In Pfäffikon SZ führt ein Lehrer an seiner Schule eine Umfrage zum Thema Rechtsextremismus durch. 8% der Schülerinnen und Schüler sagen aus, dass sie Hakenkreuze gut finden. 57% sehen darin eine legitime Meinungsäusserung. 12% der Schülerschaft stufen sich zudem politisch als rechts aussen ein. Als die Resultate der Befragung an die Öffentlichkeit gelangen, sinkt die anfängliche Unterstützung für die Befragung in der Gemeinde rapide. Die Frustration des betroffenen Lehrers ist gross.

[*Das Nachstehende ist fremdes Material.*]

PR #7288, opened 2024-09-04
Add heic support to upgrader metrics

adamsilverstein:
Trac ticket: https://core.trac.wordpress.org/ticket/61981

---


swissspidy (approved):

dd32 (approved):
Works for me.

Note: I did consider suggesting just sending `Imagick::queryFormats( '*' )` over (and the relevant version for GD), but looking at the output from those functions, there's so much in there.. let's just continue to report the relevant details for now.

Let's also keep it in mind to add it early when there's a suggestion of supporting a new format, not after the fact.

src/wp-includes/update.php
```diff
@@ -121,6 +121,7 @@ function wp_version_check( $extra_stats = array(), $force_check = false ) {
 				array(
 					'webp' => isset( $gd_info['WebP Support'] ),
 					'avif' => isset( $gd_info['AVIF Support'] ),
+					'heic' => isset( $gd_info['HEIC Support'] ),
```
mukeshpanchal27, line 124: Nit: The inline doc needs to update at line no. 118 and 131.

`// Add data for GD WebP and AVIF support.`
`// Add data for Imagick WebP and AVIF support.`

adamsilverstein: Good point, thanks for the feedback @mukeshpanchal27 - I will get that updated!

adamsilverstein:
> Works for me.
> 
> Note: I did consider suggesting just sending `Imagick::queryFormats( '*' )` over (and the relevant version for GD), but looking at the output from those functions, there's so much in there.. let's just continue to report the relevant details for now.
> 
> Let's also keep it in mind to add it early when there's a suggestion of supporting a new format, not after the fact.

Thanks for reviewing @dd32 and good point about adding early, will keep that in the mind if we try to land support for another format.

peterwilsoncc:
Merged [r59018](https://core.trac.wordpress.org/changeset/59018) / https://github.com/WordPress/wordpress-develop/commit/1730f7713f31674caab68607e01bb6d408ffa091

I pushed the comment fix and merged in trunk prior to committing.

PR #7289, opened 2024-09-04
Debug Data: Encode section ordering in debug info.

dmsnell:
Trac ticket: Core-61648

During a refactor to modularize the debug data class, it came up that the ordering of the sections inside of the returned debug info is relevant to existing UIs, as they iterate the array, which happens in insertion order.

This patch presets each section at the start to ensure that the ordering remains consistent even as code within the method is rearranged.


src/wp-admin/includes/class-wp-debug-data.php
```diff
@@ -64,6 +64,33 @@ public static function debug_data() {
...
+
+		/*
+		 * When iterating through the debug data, the ordering of the sections
+		 * occurs in insertion-order of the assignments into this array. This
+		 * ensures that ordering so that it doesn't depend on when inside this
+		 * method the sections are filled out.
+		 */
+		foreach ( $section_ordering as $section_name ) {
+			$info[ $section_name ] = array();
+		}
```
apermo:
```suggestion
		$section_ordering = array(
			'wp-core' => 'get_wp_core',
			'wp-paths-sizes' => 'get_wp_paths_sizes',
			'wp-dropins' => 'get_wp_paths_sizes,
			'wp-active-theme' => 'get_wp_active_theme,
			'wp-parent-theme' => 'get_wp_parent_theme',
			'wp-themes-inactive' => 'get_wp_themes_inactive,
			'wp-mu-plugins' => 'get_wp_mu_plugins,
			'wp-plugins-active' => 'get_wp_plugins_active,
			'wp-plugins-inactive' => 'get_wp_plugins_inactive,
			'wp-media' => 'get_wp_media,
			'wp-server' => 'get_wp_server,
			'wp-database' => 'get_wp_database,
			'wp-constants' => 'get_wp_constants,
			'wp-filesystem' => 'get_wp_filesystem,
		);

		/*
		 * When iterating through the debug data, the ordering of the sections
		 * occurs in insertion-order of the assignments into this array. This
		 * ensures that ordering so that it doesn't depend on when inside this
		 * method the sections are filled out.
		 */
		foreach ( $section_ordering as $section_name => $getter_callback ) {
			if ( method_exists( __CLASS__, $getter_callback ) ) {
				$info[ $section_name ] = self::$getter_callback()
			} else {
				$info[ $section_name ] = array();
			}
		}
```

How about this enhancement? This solves the same purpose, and eliminates the need of the manual function calls, as soon as they are available?

apermo: alternatively the callback for the upcoming refactors could be `null` and the check could be `if ( $callback !== null )`

dmsnell: thanks for the feedback @apermo - I'm less of a fan of the dynamic checking, but replaced everything with a static initial assignment, which is both what I started doing when I created this PR and I think closer to what you suggested earlier on anyway.

how do you feel about it in this form after e1e2cfd104?

src/wp-admin/includes/class-wp-debug-data.php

Die aufgezeigten Beispiele sind keine Einzelfälle. Erste Resultate einer qualitativen Untersuchung des Schweizerischen Nationalfonds durch Sandro Cattacin, Brigitta Gerber, Massimo Sardi, Robert Wegener (2006) zeigen auf, dass Rassismus schweizweit in einem bedeutenderen Ausmass vorhanden sind, als dies gemeinhin angenommen wird. In gut 3000 mündlichen Interviews wurden Daten über rechtsextremes Gedankengut und über Einstellungen zu Minderheiten erhoben. Die Auswahl der Befragten ist repräsentativ, das heisst, es wurden - entsprechend ihrem Anteil an der Gesamtbevölkerung - auch Migrantinnen und Migranten befragt. 37 Prozent konnten einer Gruppe, die gegen jede Art von fremden- und gruppenfokussierter Menschenfeindlichkeit ist, zugeordnet werden. Wer dieser Gruppe angehört, steht parteipolitisch eher links, lebt eher in städtischener Umgebung, ist gut ausgebildet und durchschnittlich meist jünger. In der mit 23 Prozent zweitgrössten Gruppe dominieren hingegen klar menschen- und fremdenfeindliche Einstellungen. Die Angehörigen dieser Gruppe stehen politisch eher rechts, sind meist weniger gut gebildet und betrachten die Zukunft der Schweiz mit Sorge. 16 Prozent haben zwar auch Angst vor Fremden, sie akzeptieren jedoch Verschiedenheit und sind nicht als menschenfeindlich zu bezeichnen. Sie sprechen sich für Recht und Ordnung aus, stehen politisch moderat rechts und vertrauen auf die Kräfte des freien Marktes. Bei einer weiteren Gruppe von 9 Prozent dominieren fremden- und menschenfeindliche Einstellungen. Die Angehörigen dieser Gruppe lassen sich allerdings politisch nicht festlegen, haben aber Angst vor der Zukunft und sehen in der Gewalt ein Mittel zur Lösung von Problemen.
Beunruhigend fanden die Sozialwissenschaftlerinnen und Sozialwissenschaftler allerdings, dass gut 3,8 Prozent der Bevölkerung dem rechtsextremen Umfeld zugeordnet werden können. Fast ein Viertel der Befragten sind zudem antisemitisch eingestellt. Der Genfer Soziologe Sandro Cattacin interpretiert dies als Spätfolge der Raubgold-Debatte. Ausserdem kann gemäss den Forscherinnen und Forschern mehr als die Hälfte der Befragten als fremdenfeindlich bezeichnet werden.